More women are turning to an experimental at-home abortion program to abort their unborn babies during the coronavirus crisis.
The TelAbortion experiment, approved by the Food and Drug Administration (FDA), mails abortion drugs to women in 13 states. In some cases, the women may never see a doctor in person before aborting their unborn babies.
As states restrict travel, health care, business and other things deemed “non-essential” due to the coronavirus, more women are contacting the experimental program. New York Daily News reports TelAbortion saw a 30% uptick in “virtual visits” between February and March.
The pro-abortion has group mailed 841 packages of abortion drugs to women since April 22, according to the Daily Mail. Of those, TelAbortion confirmed 611 completed abortions so far.
One anonymous mother told the New York Times that the abortion group provided “just everything you could need. It was so comforting” to be able to abort her unborn baby at home.
But abortion drugs are dangerous and can be deadly to the mother as well as her unborn baby. The abortion drug mifepristone has been linked to at least 24 women’s deaths and 4,000 serious complications. Risks of mifepristone and misoprostol, the most common abortion drugs taken together to abort and then expel an unborn baby from the womb, include excessive bleeding, severe abdominal pain, infection and hemorrhage.

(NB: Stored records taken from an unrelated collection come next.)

PR #4196, opened 2022-09-19
Extended metrics

### LINKED ISSUE #454: Use testing short flag to skip playback tests
Using `go test -short` will skip the gateway playback testing.
It will enable faster basic test run without download and play of playback data.

### LINKED ISSUE #4265: Extended analytics event
Extended analytics enables reporting more information on each event report.
Only when relevant the following values, hashed except 'client', will be reported:

1. Repository - hashed value of the repository name
2. Ref - hashed value of the tag/commit/branch name 
3. SourceRef - hashed value of source tag/commit/branch 
4. UserID - hashed value of the user ID
5. Client - user agent of the client performing the operation

This feature is turned **off** by default.

nopcoder:
- default is off.
- sends client user-agent as id, repository, ref, source ref and username.
- all extended values are hashed, except client id.
- lakectl, webui and sdk now include specific user-agent with build time version information.

Close #4265

### DIFF
--- a/clients/java/src/main/java/io/lakefs/clients/api/ApiClient.java
+++ b/clients/java/src/main/java/io/lakefs/clients/api/ApiClient.java
@@ -131,7 +131,7 @@ public class ApiClient {
         json = new JSON();
 
         // Set default User-Agent.
-        setUserAgent("OpenAPI-Generator/0.1.0-SNAPSHOT/java");
+        setUserAgent("lakefs-java-sdk/0.1.0-SNAPSHOT");
 
         authentications = new HashMap<String, Authentication>();
     }
--- a/clients/python/lakefs_client/api_client.py
+++ b/clients/python/lakefs_client/api_client.py
@@ -77,7 +77,7 @@ class ApiClient(object):
             self.default_headers[header_name] = header_value
         self.cookie = cookie
         # Set default User-Agent.
-        self.user_agent = 'OpenAPI-Generator/0.1.0-SNAPSHOT/python'
+        self.user_agent = 'lakefs-python-sdk/0.1.0-SNAPSHOT'
 
     def __enter__(self):
         return self
--- a/cmd/lakefs/cmd/run.go
+++ b/cmd/lakefs/cmd/run.go
@@ -167,8 +167,10 @@ var runCmd = &cobra.Command{
 			logger.WithField("adapter_type", blockstoreType).
 				Error("Block adapter NOT SUPPORTED for production use")
 		}
+
 		metadata := stats.NewMetadata(ctx, logger, blockstoreType, authMetadataManager, cloudMetadataProvider)
-		bufferedCollector := stats.NewBufferedCollector(metadata.InstallationID, cfg)
+		bufferedCollector := stats.NewBufferedCollector(metadata.InstallationID, cfg, stats.WithLogger(logger))
+
 		// init block store
 		blockStore, err := factory.BuildBlockAdapter(ctx, bufferedCollector, cfg)
 		if err != nil {
--- a/cmd/lakefs/cmd/run.go
+++ b/cmd/lakefs/cmd/run.go
@@ -313,7 +313,7 @@ var runCmd = &cobra.Command{
 		bufferedCollector.Run(ctx)
 		defer bufferedCollector.Close()
 
-		bufferedCollector.CollectEvent("global", "run")
+		bufferedCollector.CollectEvent(stats.Event{Class: "global", Name: "run"})
 
 		logging.Default().WithField("listen_address", cfg.GetListenAddress()).Info("starting HTTP server")
 		server := &http.Server{
--- a/pkg/api/controller.go
+++ b/pkg/api/controller.go
@@ -102,7 +102,7 @@ func (c *Controller) GetAuthCapabilities(w http.ResponseWriter, _ *http.Request)
 
 func (c *Controller) DeleteObjects(w http.ResponseWriter, r *http.Request, body DeleteObjectsJSONRequestBody, repository string, branch string) {
 	ctx := r.Context()
-	c.LogAction(ctx, "delete_objects", r.UserAgent(), repository, branch, "")
+	c.LogAction(ctx, "delete_objects", r, repository, branch, "")
 
 	// limit check
 	if len(body.Paths) > DefaultMaxDeleteObjects {
@@ -242,7 +242,7 @@ func (c *Controller) GetPhysicalAddress(w http.ResponseWriter, r *http.Request, 
 		return
 	}
 	ctx := r.Context()
-	c.LogAction(ctx, "generate_physical_address", r.UserAgent(), repository, branch, "")
+	c.LogAction(ctx, "generate_physical_address", r, repository, branch, "")
 
 	repo, err := c.Catalog.GetRepository(ctx, repository)
 	if errors.Is(err, catalog.ErrNotFound) {
@@ -299,7 +299,7 @@ func (c *Controller) LinkPhysicalAddress(w http.ResponseWriter, r *http.Request,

A 2009 study “Immediate Complications After Medical Compared With Surgical Termination of Pregnancy,” in Obstetrics and Gynecology found a complication rate of approximately 20% for the abortion drugs compared to 5.6% for surgical abortions. Hemorrhages and incomplete abortions were among the most common complications.

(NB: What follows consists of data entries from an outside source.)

PR #4439, opened 2022-10-23
Graveler cache repository information

### LINKED ISSUE #4425: Cache lakeFS repository object
It is currently being fetched by lakeFS for every request (batched for 3ms, still a lot). It's not editable. We should cache it for short time (<5 seconds) to reduce the amount of calls to the KV store.

nopcoder:
Close #4425 

Cache repository information in Graveler ref manager kv implementation.

### DIFF
--- a/pkg/api/controller_test.go
+++ b/pkg/api/controller_test.go
@@ -31,7 +31,6 @@ import (
 	"github.com/treeverse/lakefs/pkg/catalog"
 	"github.com/treeverse/lakefs/pkg/catalog/testutils"
 	"github.com/treeverse/lakefs/pkg/graveler"
-	"github.com/treeverse/lakefs/pkg/graveler/ref"
 	"github.com/treeverse/lakefs/pkg/httputil"
 	"github.com/treeverse/lakefs/pkg/stats"
 	"github.com/treeverse/lakefs/pkg/testutil"
@@ -919,23 +918,24 @@ func TestController_DeleteRepositoryHandler(t *testing.T) {
 	ctx := context.Background()
 
 	t.Run("delete repo success", func(t *testing.T) {
-		_, err := deps.catalog.CreateRepository(ctx, "my-new-repo", onBlock(deps, "foo1"), "main")
+		repo := testUniqueRepoName()
+		_, err := deps.catalog.CreateRepository(ctx, repo, onBlock(deps, "foo1"), "main")
 		testutil.Must(t, err)
 
-		resp, err := clt.DeleteRepositoryWithResponse(ctx, "my-new-repo")
+		resp, err := clt.DeleteRepositoryWithResponse(ctx, repo)
 		verifyResponseOK(t, resp, err)
 
-		// wait for cache expiry
-		time.Sleep(ref.RepositoryCacheExpiry + ref.RepositoryCacheJitter + time.Second)
-
-		_, err = deps.catalog.GetRepository(ctx, "my-new-repo")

The drugs are used up to 10 weeks of pregnancy, and the FDA recommends that they be provided in-person by a licensed medical professional. In-person exams are important for dating the pregnancy; the abortion drugs do not work well later in pregnancy and potentially could lead to more complications. Exams also can detect ectopic pregnancies, which can be deadly on their own but especially so if the woman takes the abortion drugs.
But TelAbortion told the New York Times that it sometimes waives the ultrasound requirement if women have trouble getting to a doctor.
Despite the risks, program leaders hope to expand their life-destroying experiment beyond the current 13 states. Erica Chong, a director at Gynuity Health Projects, which is overseeing the experiment, said at-home abortions are “particularly well suited to a lot of these stay-at-home orders.”
Dr. Elizabeth Raymond, senior medical associate at Gynuity, said they are “working to expand to new states as fast as possible.”
According to the Daily News:
The process involves a video consult, and then the pills are mailed, along with instructions. Also in the package, besides the pills, are tea bags, peppermints, maxipads, prescription ibuprofen and nausea medication – items that address the ancillary needs of someone obtaining an abortion, by way of acknowledging how difficult a decision it is.
The program charges between $200 and $375 for the abortion drugs and consultations, but women are responsible for paying for their own ultrasound and lab tests, the report states.
For decades, abortion activists have claimed an abortion should be a decision between a woman and her doctor. But now they are trying to take doctors out of the equation – and putting more lives at risk. The abortion chain Planned Parenthood also announced plans this month to expand its telemed services, including abortions, to all 50 states by the end of April.
Pro-life leaders have expressed myriad concerns about the increasing push for at-home abortions.
Randall O’Bannon, Ph.D., director of education and research for the National Right to Life Committee, recently explained: “It would … mean a woman undergoing a painful, bloody, potentially dangerous abortion by herself at a time when emergency medical help is stretched thin and perhaps unavailable. Women undergoing chemical abortions have bled to death or died from infections. Others have died when undetected ectopic pregnancies ruptured.”
Additionally, the online sales of abortion drugs have been linked to forced abortions. A New York City woman is facing charges after she allegedly sold abortion drugs to a man accused of trying to force his girlfriend to take them.
Women do not need to abort their unborn babies to be healthy. The only thing “essential” about an abortion is the guarantee of a dead baby. Recently, medical groups representing more than 30,000 doctors in America emphasized that abortions are not “essential” or “urgent,” and abortion facilities that continue to operate during the pandemic are being “medically irresponsible.”